In the aspect of training time, DBN costs 27,330 s (7.6 h) to finish the training process, which is too slow in real network environment. Although dynamic deep forest is slower than XGBoost, it only costs 256 s (4.3 min). And we consider a total training within 5 min to be acceptable. For sequence data training, only adjacent features need to be combined. So, efficiency will be decreased if all the feature combinations are considered in multi-grained traversing.
Another thing which has to be mentioned is that the four attack types can be subdivided into more specific classes. For example, back, land, neptune, and pod all belong to Denial of Service (DOS) attack. There are 15 extra subclasses only in the testing dataset. This way of data segmentation decreases the scores of accuracy and recall, but can get a better inspection of model generalization performance.

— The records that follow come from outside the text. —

PR #1155, opened 2025-11-17
feat(android): trigger Event::Opened

lucasfernog:


lucasfernog:
needs #1154 to be merged first

src/platform_impl/android/ndk_glue.rs
```diff
@@ -436,6 +473,198 @@ pub unsafe fn onWindowFocusChanged(
   wake(event);
 }
 
+#[allow(non_snake_case)]
+pub unsafe fn onNewIntent(env: JNIEnv, _: JClass, intent: JObject) {
```
velocitysystems, line 485: There are a number of silent failure paths in this function e.g.

```rust
let Ok(action) = env.get_string(&action)
  .map(|action| action.to_string_lossy().to_string())
else {
  return; // Silent failure
};
```

Should these errors be propagated or logged?

src/platform_impl/android/ndk_glue.rs
```diff
@@ -188,6 +210,7 @@ lazy_static::lazy_static! {
   pub(crate) static ref CONTEXTS: Mutex<BTreeMap<ActivityId, AndroidContext>> = Mutex::new(Default::default());
   static ref WINDOW_MANAGER: Mutex<BTreeMap<ActivityId, GlobalRef>> = Mutex::new(Default::default());
   pub(crate) static ref ACTIVITY_CREATED_SENDERS: Mutex<BTreeMap<ActivityId, Sender<()>>> = Mutex::new(Default::default());
+  static ref INTENT_URLS: Mutex<Vec<url::Url>> = Mutex::new(Default::default());
```
velocitysystems: Using global mutable state for intent URLs. How does this interact with multi-window support? What if multiple windows exist? How does the intent get delivered to the correct window?

src/platform_impl/android/ndk_glue.rs
```diff
@@ -33,6 +34,26 @@ use std::{
 /// in the android project.
 pub static PACKAGE: OnceCell<&str> = OnceCell::new();
 
+/// Character set for encoding text content in data URLs.
+/// Encodes all control characters and special characters that might cause issues in URLs.
+const DATA_URL_ENCODING_SET: &AsciiSet = &CONTROLS
```
velocitysystems, line 42: Tauri converts shared text to data URLs to provide a unified `Event::Opened { urls: Vec<Url> }` API across all content types (deep links, files, and text). Is there a specific reason why this pattern is used?

Other cross-platforms frameworks (such as React Native) handle this by splitting out the different content types e.g.

```rust
pub enum Event {
    Opened { urls: Vec<Url> },        // Deep links & file URIs only
    TextShared { text: String },       // Raw shared text
    // ...
}
```

Alternatively a tagged union could be used to handle the different content types:

```rust
pub enum OpenedContent {
    Url(Url),
    Text(String),
}

pub enum Event {
    Opened { content: Vec<OpenedContent> },
    // ...
}
```

src/platform_impl/android/ndk_glue.rs
```diff
@@ -436,6 +473,198 @@ pub unsafe fn onWindowFocusChanged(
...
+    && action != "android.intent.action.VIEW"
+    && action != "android.intent.action.SEND_MULTIPLE"
+  {
+    return;
+  }
+
+  let mut urls = HashSet::new();
+
+  // Get intent type (may be null)
+  let intent_type: JString = env
```
velocitysystems: This defaults to an empty string if null. Would it be better to use a `Option<string>` here?

src/platform_impl/android/ndk_glue.rs
lucasfernog: the intent URL is not delivered to a particular window - it is instead sent as a global event Event::Opened
i wanted to include the URLs in the android Event enum but I can't since it has to implement Copy - that's why I'm using this global variable.

src/platform_impl/android/ndk_glue.rs
lucasfernog: > Is there a specific reason why this pattern is used?

backwards compatibility

tho the new variant is probably ok, would just be a little weird to have two different paths for the same interface (intent data)

src/platform_impl/android/ndk_glue.rs
lucasfernog: doesn't matter, the type is not exposed, we just check it to see the data format, but i'll change it anyway

src/platform_impl/android/ndk_glue.rs
lucasfernog: [`2268fac`](https://github.com/tauri-apps/tao/pull/1155/commits/2268fac61116813c2f8c4b04f30a050b37803c84)

FabianLars (approved):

Dynamic Deep Forest has good generalization performance for two points: (1) In the KDD’99 [
23], most of the new attacks are variants of known attacks and the “signature” of known attacks can be sufficient to catch these variants. Our model has a dynamic selector to combine network features and strengthen representation learning ability. So, it has good generalization performance to capture features from new attacks. (2) As experiment results show, Dynamic Deep Forest obtains higher recall and precision in the situation that 15 extra subclasses are only included in the testing dataset.
Besides, we calculate average-cost to measure the consequence of misclassification. Using Equation (8), the values of average-cost are 0.192 in DBN, 0.178 in XGB, and 0.171 in DDF. The lower the average-cost is, the fewer risks will be taken in real network intrusion environment. Therefore, dynamic deep forest is the most reliable among the comparative models.
We also make a further analysis for wrongly classified cases. Based on our model,
Figure 6 shows the confusion matrix of classification accuracy. On the horizontal axis is the predicted label we trained and on the vertical is the True label. The darker the color of a grid is, the higher accuracy it possesses. So it’s obvious to conclude that most of the abnormal traffic is labeled correctly. The misclassification we made is mainly due to the real intrusion U2R labeled to Normal and R2L labeled to other abnormal classes. It also makes sense in actual situations because the training samples of U2R and R2L are really limited, leading to an incomplete classification. Higher accuracy will be acquired if more training data labeled U2R and R2L can be provided.